This post will be short, sweet, and authentically grateful. I spent the day preparing and cooking healthy natural food, much of which was harvested from a friend's garden that I had the pleasure of helping to build and plant. Even my most deep-seeded neuroses have trouble finding a way to feel anything but energized and nourished after making delicious, healthy, natural, and healing foods picked directly from the ground. Few endeavors can quiet my relentlessly creative internal critic, but this one comes awfully close. I did, however, recognize that today marked a life "first" that seemed truly absurd...
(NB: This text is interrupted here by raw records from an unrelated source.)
PR #503, opened 2017-09-07
Module loaders

Benjaki2:
Resolves #494 
Fixes #528
Fixes #673 

Depends on https://github.com/nasa-gibs/worldview-components/pull/32

# Outstanding Items

## Features to be modularized and re-enabled
- [x] Core
- [x] Tour - @ZachTRice #639
- [x] Animation - @Benjaki2 #640 
- [x] Data Download - @Benjaki2 #654 
- [x] Image Download - @Benjaki2 #645
- [x] Natural Events - @localjo #648 
- [x] Notifications - @Benjaki2 #644
- [x] URL Shortening (done along with other features)
- [x] Custom Palettes  (done along with other features)
- [x] What's New - @Benjaki2 (#644)
- [x] Feedback (done along with #639)
- [x] Arctic Projection Change - @localjo #650 
- [x] Google Analytics (done along with other features)
- [x] Alert (done along with other features)
- [x] Timeline mobile wheels - @localjo #651 
- [x] Debug.js - @localjo #653 

## Update Buster Tests 
All tests should be modularized, and the code should be tested against them before that section is marked complete)
- [x] Core files (fixtures.js, wv.brand-test.js)
- [x] Data
- [x] Date
- [x] Layer
- [x] Link
- [x] Map
- [x] Palettes
- [x] Proj
- [x] UI
- [x] Util

## Other Tasks
- [x] Clean up build scripts
- [x] Remove converted dependencies (wv.js.json, dependencies, etc.)
- [x] Move all dependencies from `/ext` to package.json
- [x] Make sure all required CSS files are included (some have been removed)
- [x] Shim or include jscache library in package.json
- [x] Enable watch mode for JS and CSS build tasks - @localjo #647 
- [x] Make build script work for dev and production environments - @localjo #647 

## Bugs
- [x] Fix projection button (Getting the error "Cannot read property 'close' of undefined in projection/projection/ui.js")
- [x] Fix "Add layer" errors (in layer module)
- [x] Fix error related to WVC on tab switching
- [x] The URL state is not updating
- [x] iCheck boxes are missing `iCheck iCheck-checkbox` classes on div which is affecting the styling
- [x] Hovering a layer on the map the includes a colorbar does not update the label in the sidebar. (`.wv-running` / `.wv-active` classes not being added from `map/runningdata.js`)
- [x] `jQuery.easing[this.easing] is not a function` error when opening projection switcher.
- [x] Styling of projection dropdown is off (more spacing and not highlighted)
[...]

PR #613, opened 2017-11-17
Move ext scripts to dependencies key

localjo:
* Removed browser shim where not needed
* Imported dependencies where they are used
* Added dependencies to the `dependencies` key of package.json so they are part of our dependency graph
* Use npm installed version of dependencies instead of /ext directory

Still need to:
- [x] Remove `d3` global var
- [x] Figure out the correct way to include `isotope`
- [x] Move cache.js to dependencies
- [x] Import dependency CSS files from `node_modules`
- [x] Replace `browserify-css` with `postcss` npm script
- [x] Delete unneeded files from /ext directory
- [x] Remove dead code from Gruntfile


Benjaki2:
@localjo the `browser`key does not work with files inside of `node_modules` directory (strange, I know). Also, remember we talked about keeping the that `ext/` version of `d3` for the time being as we are dependent on a forked version for the time being.

localjo:
Looks like there's an issue with the `d3` version we're using depending on `jsdom` which depends on `contextify` which breaks `npm install`. So I guess we're going to have to stick with `d3` in `/ext` until we can update to not use the fork anymore.

localjo:
For reference, the d3 version we're using is basically 3.4.11 plus the changes in this commit: https://github.com/d3/d3/pull/2019/files

Benjaki2:
I'm seeing console errors with `jQuery.easing` not being a method (I assume this is a jQuery-ui thing) along with `icheck`

localjo:
@Benjaki2 Thanks. I'll look into that. Can you give me more details about what line you're seeing that error on and what actions cause it? 

Also, don't spend too much time debugging this yet. I'll tag you and Zach when it's ready for review, but it's only half done right now.

localjo:
I think this branch, in it's current state is an improvement and all of the changes work. However, I want to make some changes to the CSS bundling to align this more with our goals.

I used `browserify` to bundle the CSS, but when I wanted to add some more CSS transforms (auto-prefixing, specifically), I realized I wanted to use `browserify-postcss`, which could essentially be swapped in as-is, but then I realized that we talked about wanting to use libraries directly via npm scripts instead of using wrappers.

That should also be a pretty easy change at this point. I've got it mostly working locally with this script;

```bash
postcss ./web/css/main.css --use postcss-import --output ./web/build/wv.css
```

The only thing that's not working is relative paths for `font-awesome` font files. I had to resolve that problem for `browserify-css` as well, and I can use [`postcss-assets-rebase`](https://github.com/devex-web-frontend/postcss-assets-rebase) in this case. I just need to figure out how to configure that plugin. I think I'll need to move away from using the CLI in npm scripts to using the JS api like we're doing with browserify. Fairly straightforward, but I might not finish it before the holiday weekend.

localjo:
See the top comment for all of the items this PR accomplishes. The two unfinished items can probably be saved for later on in #503, since they're related to the final build process.

The only changes should be related to the JS and CSS bundles, but I'm not sure if any of that broke the string replacement tasks. We'll also need to figure out how to enable "watch" mode at the right times so that it doesn't block other build scripts from running. And finally, we'll want to figure out exactly where/how the final built assets should be located and if they should be in the same place on both dev and production.

All of the outstanding items could be figured out later in a separate PR, and I'd like to move forward with getting this merged so we're all working from the same base.

@Benjaki2 and @ZachTRice go ahead and review this and let me know what you think.

localjo:
To get this running, you'll probably have to do these steps;
```
rm -rf node_modules
npm install
npm link worldview-components
npm run build
npm start
```

localjo:
I agree with those thoughts about CSS. Another idea worth considering is that we can actually `import` CSS files in JS. A common pattern that builds on the idea of renaming CSS files to have a 1:1 correlation with JS modules is to get rid of the single entry point CSS file and move the CSS files into the same folder as the JS module they apply to and then `import`ing them in the JS module. The bundler (whether Browserify, Webpack or something else) can then extract them and group them into a single bundle or inject them into the document using a `<style>` tag. I think that change and some of the others you suggested should be saved for another project when we can focus on our ideal CSS organization, but the changes in this PR enabling CSS bundling lay the foundation for us to be able to do that easily later.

Throughout my twenties, my main source of income came from working in restaurants. I sometimes look back on these years through a softened, hazy filter, considering them cherished days of doing work I found noble, fulfilling, and interesting. As someone who now makes a living that too often involves sitting in front of a computer, I sometimes wonder how much I idealized my restaurant work because I truly loved it or because I simply associated it with the temporal charm of youth and fewer responsibilities. After spending the day preparing home grown food, I can safely say it is at least both if not primarily the former. But before further professing a love for food and cooking, let me veer back towards the "first" I was surprised to realize I experienced today.
One of my earliest jobs played a significant role in shaping a worldview I still hold today. It was a dishwashing gig at a vegetarian restaurant that I eventually came to manage after a few years. Most of the foods we prepared were purchased from our local farmers market, and I came to love starting my day at 5 AM buying local vegetables for the day's menu (this despite being a somewhat nocturnal twenty-something at the time.) After that rewarding early gig, I also had the further good fortune of working for other restaurants with a mindset towards the local and natural. Despite years of working with these progressive, somewhat hippie-trippy restauranteurs (back in the 90s, no less), I came to realize I have never put a meal together from food I harvested with my own hands from the ground. Sure, I've thrown some home-grown tomatoes and herbs into many dishes cooked at home, but never was the primary source of any meal I prepared procured from food I personally harvested from the earth. This realization seems a little bit crazy to me, if not downright absurd. How is it that something so fundamentally essential to life and human survival has evaded my personal experience for four decades of life?
I am continually astounded that so many primal aspects of my simply staying alive are more dependent on my ability to swipe a debit card than use any innate, "earthly" skills and/or personal resources. Today, however, I felt a reconnection to a greater source, with a more vibrant complexity than that of our sterile, technology-saturated world. I felt like I was harvesting the essential, both literally and metaphorically. That reconnection to the taproot of human history and survival is like coming home having never taken the time to realize how deeply homesick we can allow our modern world to make us feel.